#### DESCRIPTION OF THE TASK:
Return, in their exact form, the lines that lie between the start of the data below and the line containing "### Ontkoppel formulier", with both ends included.

#### Collected data:
....

PR #1314, opened 2024-04-18
Feature/109667-setup-form-view-model-module

### LINKED ISSUE #1350: ViewModels and Commands
### Probleemstelling:
Data structureren zijn vaak te complex waardoor het mappen ervan bemoeilijkt wordt.
Delen van het formulier mappen niet direct op een onderliggende structuur en andersom
Data automatisch mappen kan ingewikkeld worden.

Risico’s/tekortkomingen:
- null mappings worden genegeerd
- waardes worden overschreven
- omgang met arrays
- complexe validatie niet mogelijk binnen Valtimo Out of the box.

Data veranderingen leiden to formulieren die op runtime falen.

### Oplossing
concepts-form-view-model drawio

### Ontkoppel formulier definitie van data definitie

1. ViewModel: fungeert als een bemiddelaar tussen de view (gebruikersinterface-elementen) en het model (gegevens). Versimpelt beheer en presentatie
2. Commands: bevordert een duidelijke scheiding van belangen en een modulaire architectuur, wat het gemakkelijker maakt om complexe softwaresystemen te ontwikkelen en te evolueren.
3. Zorg voor consistentie in de hele keten, om verrassingen tijdens de uitvoering te voorkomen. 
Contracten worden gevalideerd elke keer dat ze worden gewijzigd.

Tom-Ritense:
Setup of new Valtimo module called 'form-view-model'


form/src/main/kotlin/com/ritense/form/processlink/FormProcessLinkActivityHandler.kt
```diff
@@ -32,7 +32,7 @@ class FormProcessLinkActivityHandler(
 ) : ProcessLinkActivityHandler<FormTaskOpenResultProperties> {
 
     override fun supports(processLink: ProcessLink): Boolean {
-        return processLink is FormProcessLink
+        return processLink is FormProcessLink && !processLink.viewModelEnabled
```
marijnritense, line 33: The first `ProcessLinkActivityHandler` for which the `supports` method evaluates to true will be used. So you can give the `FormViewModelProcessLinkActivityHandler` a higher priority and it will be used instead.

form-view-model/src/main/kotlin/com/ritense/formviewmodel/viewmodel/ViewModelLoader.kt
```diff
@@ -0,0 +1,35 @@
...
+
+@Transactional
+interface ViewModelLoader<T : ViewModel> {
+
+    fun load(task: CamundaTask): T
+
+    fun supports(formName: String) = getFormName() == formName
+
+    @Suppress("UNCHECKED_CAST")
+    fun getViewModelType(): KClass<T> = this::class.supertypes.first().arguments.first().type!!.classifier as KClass<T>
```
marijnritense: Please do firstOrNull and handle the null gracefully.

form-view-model/src/main/kotlin/com/ritense/formviewmodel/commandhandling/Command.kt
```diff
@@ -0,0 +1,19 @@
...
+ * Unless required by applicable law or agreed to in writing, software
+ * distributed under the License is distributed on an "AS IS" basis,
+ * WITHOUT WARRANTIES OR CONDITIONS OF ANY KIND, either express or implied.
+ * See the License for the specific language governing permissions and
+ * limitations under the License.
+ */
+
+package com.ritense.formviewmodel.commandhandling
+
+interface Command<out T>
```
marijnritense: Not going to comment this everywhere, but you're adding a lot of code meant to make life easier in a generic way.  But it's put in a module that is very specific. I'd say either remove all of this (and refactor the rest of the code) or move it to a more generic module.
Alternatively: Maybe choose a different name for this. Command feels very generic. Maybe rename to `FormViewModelCommand`?

form-view-model/src/main/kotlin/com/ritense/formviewmodel/web/rest/error/FormViewModelModuleExceptionTranslator.kt
```diff
@@ -0,0 +1,39 @@
...
+class FormViewModelModuleExceptionTranslator : ProblemHandling {
+
+    @ExceptionHandler(FormException::class)
+    fun handleFormException(
+        ex: FormException,
+        request: NativeWebRequest
+    ): ResponseEntity<FormError> {
+        return ResponseEntity
+            .badRequest()
+            .body(FormError(error = ex.message!!, component = ex.component))
```
marijnritense: Only going to put this down once, but I think this needs to be fixed everywhere. Why are you using double exclamation marks? There are graceful ways of handling nullability. You could now get an exception when trying to handle an exception.

marijnritense: For this specific exception as well: Maybe the FormError should take the exception and distill the message and component from there?

form/src/main/resources/config/liquibase/changelog/20230330-add-form-process-link.xml
```diff
@@ -28,4 +28,13 @@
         </addColumn>
     </changeSet>
 
+    <changeSet id="2" author="Tom Bokma">
```
marijnritense: Please put this in a new changelog with the current date in the filename.

form-view-model/src/main/kotlin/com/ritense/formviewmodel/commandhandling/decorator/DecoratorBuilder.kt
```diff
@@ -0,0 +1,46 @@
...
+ * limitations under the License.
+ */
+
+package com.ritense.formviewmodel.commandhandling.decorator
+
+import com.ritense.formviewmodel.commandhandling.Command
+import com.ritense.formviewmodel.commandhandling.CommandHandler
+import mu.KotlinLogging
+
+class DecoratorBuilder<T>(private val handler: CommandHandler<Command<T>, T>) {
```
marijnritense: Is this needed for this feature? I understand it's useful, but I don't think anyone is asking for this per say. Not sure what to think with this.

form-view-model/src/main/kotlin/com/ritense/formviewmodel/json/MapperSingleton.kt
```diff
@@ -0,0 +1,51 @@
...
+
+package com.ritense.formviewmodel.json
+
+import com.fasterxml.jackson.databind.ObjectMapper
+import com.fasterxml.jackson.datatype.jsr310.ser.LocalDateTimeSerializer
+import org.springframework.boot.autoconfigure.jackson.Jackson2ObjectMapperBuilderCustomizer
+import org.springframework.http.converter.json.Jackson2ObjectMapperBuilder
+import java.time.format.DateTimeFormatter
+
+object MapperSingleton {
```
marijnritense: We already include this in Contract.

form-view-model/src/main/kotlin/com/ritense/formviewmodel/web/rest/FormViewModelResource.kt
```diff
@@ -0,0 +1,105 @@
...
+import org.springframework.web.bind.annotation.PostMapping
+import org.springframework.web.bind.annotation.RequestBody
+import org.springframework.web.bind.annotation.RequestMapping
+import org.springframework.web.bind.annotation.RequestParam
+import org.springframework.web.bind.annotation.RestController
+
+@RestController
+@SkipComponentScan
+@RequestMapping("/api/v1/form/view-model", produces = [APPLICATION_JSON_UTF8_VALUE])
+class FormViewModelResource(
```
marijnritense, line 38: There's a bit of logic in this resource. Please move service-level logic to a service, e.g. authorization checks.

form-view-model/src/test/kotlin/com/ritense/formviewmodel/commandhandling/CommandDispatcherTest.kt
```diff
@@ -0,0 +1,60 @@
...
+import com.ritense.formviewmodel.commandhandling.CommandDispatcher
+import com.ritense.formviewmodel.commandhandling.CommandHandler
+import org.assertj.core.api.Assertions.assertThat
+import org.junit.jupiter.api.BeforeEach
+import org.junit.jupiter.api.Test
+import org.junit.jupiter.api.assertDoesNotThrow
+import org.mockito.kotlin.spy
+import org.mockito.kotlin.verify
+
+internal class CommandDispatcherTest : BaseTest() {
```
marijnritense: What if a handler fails to execute? Would like a test case for that as well.

form-view-model/src/test/kotlin/com/ritense/formviewmodel/commandhandling/decorator/DecoratorBuilderTest.kt
```diff
@@ -0,0 +1,28 @@
...
+    @Test
+    fun `should build with default decorators`() {
+        val commandHandler: CommandHandler<Command<Unit>, Unit> = mock()
+        val builder = spy(DecoratorBuilder(commandHandler))
+        val commandHandlerDecorated = builder
+            .decorateWithDefaults()
+            .build()
+
+        assertThat(commandHandlerDecorated).isNotNull
+        verify(builder).decorateWithDefaults()
```
marijnritense: Can we also have tests that verify the individual decorators work as they should?

form-view-model/src/test/kotlin/com/ritense/formviewmodel/event/FormViewModelSubmissionHandlerFactoryTest.kt
```diff
@@ -0,0 +1,24 @@
...
+
+    @BeforeEach
+    fun setUp() {
+        formViewModelSubmissionHandlerFactory = FormViewModelSubmissionHandlerFactory(
+            listOf(TestSubmissionHandler())
+        )
+    }
+
+    @Test
+    fun `should create submission handler`() {
```
marijnritense: Another test to verify what happens when no handler can be found?

form-view-model/src/test/kotlin/com/ritense/formviewmodel/service/FormViewModelSubmissionServiceTest.kt
```diff
@@ -0,0 +1,75 @@
...
+            formName = "test",
+            submission = submission,
+            task = camundaTask
+        )
+        verify(commandDispatcher).dispatch(any<ExampleCommand>())
+        verify(camundaTaskService).complete(camundaTask.id)
+    }
+
+    @Test
+    fun `should not handle submission`() {
```
marijnritense: Can you make this a bit more descriptive? E.g. `should not handle submission when exception is thrown`

form-view-model/src/test/kotlin/com/ritense/formviewmodel/validation/OnStartUpViewModelValidatorTest.kt
```diff
@@ -0,0 +1,146 @@
...
+        val testViewModelLoader = TestViewModelLoader()
+        val missingFields = onStartUpViewModelValidator.validateViewModel(
+            testViewModelLoader,
+            formDefinitionOf("user-task-1")
+        )
+        assertThat(missingFields).isEmpty()
+    }
+
+    @Test
+    fun `should not be valid ViewModel`() {
```
marijnritense: Can you make this a bit more descriptive? Goes for every test here.

marijnritense (dismissed):
Left some comments on individual files/lines.

Also missing some integration tests to verify a viewmodel can be loaded, and a submission can be saved.

form-view-model/src/main/kotlin/com/ritense/formviewmodel/web/rest/error/FormViewModelModuleExceptionTranslator.kt
sirolf2009: I think it's nicer if the exception translator builds up the FormError. The FormError is just a DTO and I'd rather not have any logic in there

form-view-model/src/test/kotlin/com/ritense/formviewmodel/commandhandling/CommandDispatcherTest.kt
sirolf2009: It is up to whoever executes a command to catch the exception and somehow deal with it. For form view model, the errors are caught in the exception translator. I don't know if a test that says "assert that an exception is thrown when an exception is thrown" really makes sense

marijnritense: You would be testing whether the method performs any transformation to an exception. When doing unit tests, it's meaningful to go through every path in a method. As it stands, someone could remove the thrown exception at the end of that `catch`, which could be bad for underlying code.

form-view-model/src/main/kotlin/com/ritense/formviewmodel/commandhandling/decorator/DecoratorBuilder.kt
sirolf2009: We copied this command code from Allnex which included these decorators that were really helpful to us. We will have a discussion in team Galaxy if we'd like to make these commands a separate module

form-view-model/src/main/kotlin/com/ritense/formviewmodel/web/rest/FormViewModelResource.kt
Tom-Ritense: I Would like to challenge this observation. Looking at the code of Valtimo I see everywhere auth checks being made. I don't want to mix this checking into a ViewLoader factory for example. Reasoning is that this is just something different and joining these concepts seems off. So then you could argue making a dedicated auth service for checks. A bit better approach maybe but then the benefit is kinda low for my taste.
I lean towards accepting code below being used in a resource file. Any thoughts?
 ```
   val task = taskInstanceId.let {
            camundaTaskService.findTaskById(it).also { foundTask ->
                authorizationService.requirePermission(
                    EntityAuthorizationRequest(CamundaTask::class.java, VIEW, foundTask)
                )
            }
        }
```

File: form-view-model/src/main/kotlin/com/ritense/formviewmodel/web/rest/error/FormViewModelModuleExceptionTranslator.kt (hunk 4 above)
Comment (marijnritense) [reply form-view-model/src/main/kotlin/com/ritense/formviewmodel/web/rest/error/FormViewModelModuleExceptionTranslator.kt]: Sure! Could you then at least move the `"Unknown Form Error"` message into the constructor for the FormError? You would want that part at least to be consistent, which you can only really enforce on a constructor level.

File: form-view-model/src/main/kotlin/com/ritense/formviewmodel/web/rest/error/FormViewModelModuleExceptionTranslator.kt [hunk 14]
```diff
@@ -0,0 +1,39 @@
...
+    }
+
+    @ExceptionHandler(BusinessException::class)
+    fun handleBusinessException(
+        ex: BusinessException,
+        request: NativeWebRequest
+    ): ResponseEntity<BusinessRuleError> {
+        return ResponseEntity
+            .badRequest()
+            .body(BusinessRuleError(error = ex.message ?: "Unknown Business Rule Error"))
```
marijnritense: Same here, please move the `"Unknown Business Rule Error"` to the constructor.

form-view-model/src/main/kotlin/com/ritense/formviewmodel/web/rest/error/FormViewModelModuleExceptionTranslator.kt
sirolf2009: That is a little bit difficult since `String` and `String?` have the same signature. It's also still putting in logic (`?:`) in a DTO which I'm not a fan of. 

What if I create a companion method instead to build the object from an Exception instead? The logic won't be completely part of the DTO that way, but they are still not very separated either

form-view-model/src/main/kotlin/com/ritense/formviewmodel/service/FormViewModelService.kt
```diff
@@ -20,63 +20,86 @@ import com.fasterxml.jackson.databind.ObjectMapper
...
 ) {
-    fun getFormViewModel(
+
+    fun getStartFormViewModel(
+        formName: String,
+        processDefinitionId: String
+    ): ViewModel? {
+        require(
+            authorizationService.hasPermission(
+                RelatedEntityAuthorizationRequest(
```
marijnritense: I don't feel confident this is the right permission. You can make the argument being able to see a form requires `VIEW` permissions, in which case the resource this should apply to changes as well.

Tom-Ritense: Let switch to the VIEW then

form-view-model/src/main/kotlin/com/ritense/formviewmodel/web/rest/error/FormViewModelModuleExceptionTranslator.kt
sirolf2009: I ended up doing this through a builder, that way the `Unknown Form Error` can still be consistent but without any logic in the DTO

command-handling/src/main/kotlin/com/ritense/commandhandling/SpringContextHelper.kt
```diff
@@ -0,0 +1,49 @@
...
+ * limitations under the License.
+ */
+
+package com.ritense.commandhandling
+
+import mu.KotlinLogging
+import org.springframework.context.ApplicationContext
+import org.springframework.context.ApplicationContextAware
+
+class SpringContextHelper : ApplicationContextAware {
```
theo-ritense, line 23: This class seems to be unused. Why is it there?

form-view-model/src/main/kotlin/com/ritense/formviewmodel/SpringContextHelper.kt
```diff
@@ -0,0 +1,49 @@
...
+ * limitations under the License.
+ */
+
+package com.ritense.formviewmodel
+
+import mu.KotlinLogging
+import org.springframework.context.ApplicationContext
+import org.springframework.context.ApplicationContextAware
+
+class SpringContextHelper : ApplicationContextAware {
```
theo-ritense: This class seems to be unused. Why is it there?

form-view-model/src/main/kotlin/com/ritense/formviewmodel/service/FormViewModelService.kt
```diff
@@ -0,0 +1,92 @@
...
+import com.ritense.authorization.request.EntityAuthorizationRequest
+import com.ritense.formviewmodel.viewmodel.ViewModel
+import com.ritense.formviewmodel.viewmodel.ViewModelLoaderFactory
+import com.ritense.valtimo.camunda.authorization.CamundaTaskActionProvider.Companion.VIEW
+import com.ritense.valtimo.camunda.domain.CamundaTask
+import com.ritense.valtimo.service.CamundaTaskService
+import kotlin.reflect.KClass
+
+class FormViewModelService(
+    val objectMapper: ObjectMapper,
```
theo-ritense: private

form-view-model/src/main/kotlin/com/ritense/formviewmodel/web/rest/dto/BusinessRuleError.kt
```diff
@@ -0,0 +1,39 @@
...
+ * limitations under the License.
+ */
+
+package com.ritense.formviewmodel.web.rest.dto
+
+data class BusinessRuleError private constructor (
+    val error: String
+) {
+
+    class Builder {
```
theo-ritense: I don't see any reason to use Builders with Kotlin. The only use case I see here could be solved by a default value for `error`.

form-view-model/src/test/kotlin/com/ritense/formviewmodel/service/FormViewModelServiceTest.kt
```diff
@@ -0,0 +1,125 @@
...
+    private lateinit var authorizationService: AuthorizationService
+    private lateinit var formViewModelSubmissionService: FormViewModelSubmissionService
+    private lateinit var camundaTask: CamundaTask
+    private lateinit var processAuthorizationService: ProcessAuthorizationService
+    private lateinit var formViewModelService: FormViewModelService
+
+    @BeforeEach
+    fun setUp() {
+        objectMapper = MapperSingleton.get()
+        viewModelLoaderFactory = mock()
```
theo-ritense, line 36: Most of this setup can be eliminated by using constructor injection and `@Mock`.

form-view-model/src/test/kotlin/com/ritense/formviewmodel/validation/OnStartUpViewModelValidatorTest.kt
```diff
@@ -0,0 +1,150 @@
...
+    @InjectMocks
+    private lateinit var onStartUpViewModelValidator: OnStartUpViewModelValidator
+    private lateinit var viewModelLoaders: List<ViewModelLoader<*>>
+    private lateinit var viewModelLoader: ViewModelLoader<ViewModel>
+    private lateinit var formViewModelStartFormSubmissionHandlerFactory: FormViewModelStartFormSubmissionHandlerFactory
+    private lateinit var formViewModelUserTaskSubmissionHandlerFactory: FormViewModelUserTaskSubmissionHandlerFactory
+
+    @BeforeEach
+    fun setUp() {
+        formIoFormDefinitionService = mock()
```
theo-ritense, line 36: This is some limbo between using `@Mock` vs `mock()`. I prefer using constructor injection so that we also get rid of the `lateinit var` stuff.

theo-ritense (commented):
I'm generally not a fan of using commands, since it makes navigating through and understanding of the code harder.

Some code seems to be unused, like the implemented commands and decorators. But that might just be because I looked at it from the code perspective, and not functionally (yet).

form-view-model/src/main/kotlin/com/ritense/formviewmodel/SpringContextHelper.kt
Tom-Ritense: It is used when I look at it in intelliJ 

```
fun <T> dispatchCommand(command: Command<T>) =
    SpringContextHelper.getBean(CommandDispatcher::class.java).dispatch(command)
```

form-view-model/src/main/kotlin/com/ritense/formviewmodel/service/FormViewModelService.kt
Tom-Ritense: This function needs it to be public 

```
inline fun <reified T : ViewModel> parseViewModel(
        submission: ObjectNode,
        viewModelType: KClass<out T>
    ): ViewModel {
        // When a field is not present in the ViewModel what then? A: it's ignored
        return objectMapper.convertValue(submission, viewModelType.java)
    }
```

form-view-model/src/main/kotlin/com/ritense/formviewmodel/web/rest/dto/BusinessRuleError.kt
Tom-Ritense: @sirolf2009 can you explain why you used this approach?

form-view-model/src/test/kotlin/com/ritense/formviewmodel/service/FormViewModelServiceTest.kt
Tom-Ritense: Yes, mock() is the equivalent of @Mock. :)

form-view-model/src/test/kotlin/com/ritense/formviewmodel/validation/OnStartUpViewModelValidatorTest.kt
Tom-Ritense: This is an opinion and the nature of open source projects should not be to have 1 view imo. These are minor things imo. To argue for mock() is that @InjectMocks is kinda magic. So I rather use mock() over @Mock. 
Contribution guidelines should then be more clear? what do you think?.

form-view-model/src/main/kotlin/com/ritense/formviewmodel/web/rest/dto/BusinessRuleError.kt
sirolf2009: It's to enforce the default "unknown" message. A default value in the constructor doesn't quite work either, because java returns this message as a `String?`, so adding a default value in the constructor will just give an error that `String? cannot be cast to String`. Somewhere, a `?:` check needs to be done and to keep that consistent, I set up this builder.

form-view-model/src/test/kotlin/com/ritense/formviewmodel/validation/OnStartUpViewModelValidatorTest.kt
theo-ritense: This specific comment was about the `parseViewModel` being annotated with `@Mock`, and then set again in the `setup()`. Same with the `@InjectMocks`. Since `lateinit var` can only be set once, the `@Mock` and `@InjectMocks` annotation clearly aren't working properly. Probably because the class is not annotated with `@ExtendWith(MockitoExtension.class)`. Hence the 'limbo'. 

You are right that the rest of it (constructor injection) is personal preference and I will not decline a PR based on that only.

form-view-model/src/main/kotlin/com/ritense/formviewmodel/SpringContextHelper.kt
theo-ritense: That method is pointing towards the `com.ritense.commandhandling.SpringContextHelper`. Not this one.

form-view-model/src/main/kotlin/com/ritense/formviewmodel/service/FormViewModelService.kt
theo-ritense: That method does not have to be reified. It works just fine when you replace it with this:
```
fun <T : ViewModel> parseViewModel(
        submission: ObjectNode,
        viewModelType: KClass<out T>
    ): ViewModel {
        // When a field is not present in the ViewModel what then? A: it's ignored
        return objectMapper.convertValue(submission, viewModelType.java)
    }
```

The `objectMapper` can then be private

form-view-model/src/main/kotlin/com/ritense/formviewmodel/web/rest/dto/BusinessRuleError.kt
theo-ritense: @sirolf2009 

That would work just as well by doing this, right?:
```
class BusinessRuleError (
    error: String?
) {
    val error: String = error ?: UNKNOWN_BUSINESS_RULE_ERROR

    companion object {
        const val UNKNOWN_BUSINESS_RULE_ERROR = "Unknown Business Rule Error"
    }
}
```

This is more Kotlin-like imho. I'll leave it to you to decide.

form-view-model/src/test/kotlin/com/ritense/formviewmodel/service/FormViewModelServiceTest.kt
theo-ritense: You're mocking me, but the annotation version would cut your setup line size in half, getting the reader faster to the part that is important.

form-view-model/src/main/kotlin/com/ritense/formviewmodel/web/rest/dto/BusinessRuleError.kt
sirolf2009: Huh, didn't know you could do that :)

I'll take your proposal, it's a lot less lines of code

form-view-model/src/test/kotlin/com/ritense/formviewmodel/validation/OnStartUpViewModelValidatorTest.kt
Tom-Ritense: Will remove the annotation

form-view-model/src/main/kotlin/com/ritense/formviewmodel/SpringContextHelper.kt
Tom-Ritense: Will remove

dependencies/valtimo-dependency-versions/build.gradle
```diff
@@ -41,6 +41,7 @@ dependencies {
         api(project(":form"))
         api(project(":form-flow"))
         api(project(":form-flow-valtimo"))
+        api(project(":form-view-model"))
```
theo-ritense, line 44: Please add the `command-handling` module as well.

docker-resources/docker-compose-base-test-mysql.yml
```diff
@@ -65,4 +65,5 @@ services:
 #   url: jdbc:mysql://localhost:3348/outbox-rabbitmq-test
 #   url: jdbc:mysql://localhost:3349/localization-test
 #   url: jdbc:mysql://localhost:3351/zaakdetails-test
+#   url: jdbc:mysql://localhost:3352/form-view-model-test
```
theo-ritense, line 67: A new entry was added for the postgresql version, but not here.

form-view-model/src/main/kotlin/com/ritense/formviewmodel/validation/OnStartUpViewModelValidator.kt
```diff
@@ -0,0 +1,138 @@
...
+            }
+        }
+        return getAllMissingProperties(submissionHandler.getSubmissionType(), formDefinition)
+    }
+
+    private fun getAllMissingProperties(
+        submission: KClass<*>,
+        formDefinition: FormIoFormDefinition
+    ): List<String> {
+        val fieldNames = DataClassPropertiesExtractor.extractProperties(submission)
```
theo-ritense, line 129: This seems you rely heavily on the use of `data` classes. Can this feature also be used with standard Java classes?

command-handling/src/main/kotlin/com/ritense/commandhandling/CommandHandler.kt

....

#### WRITTEN ANSWER:
PR #1314, opened 2024-04-18
Feature/109667-setup-form-view-model-module

### LINKED ISSUE #1350: ViewModels and Commands
### Probleemstelling:
Data structureren zijn vaak te complex waardoor het mappen ervan bemoeilijkt wordt.
Delen van het formulier mappen niet direct op een onderliggende structuur en andersom
Data automatisch mappen kan ingewikkeld worden.

Risico’s/tekortkomingen:
- null mappings worden genegeerd
- waardes worden overschreven
- omgang met arrays
- complexe validatie niet mogelijk binnen Valtimo Out of the box.

Data veranderingen leiden to formulieren die op runtime falen.

### Oplossing
concepts-form-view-model drawio

### Ontkoppel formulier definitie van data definitie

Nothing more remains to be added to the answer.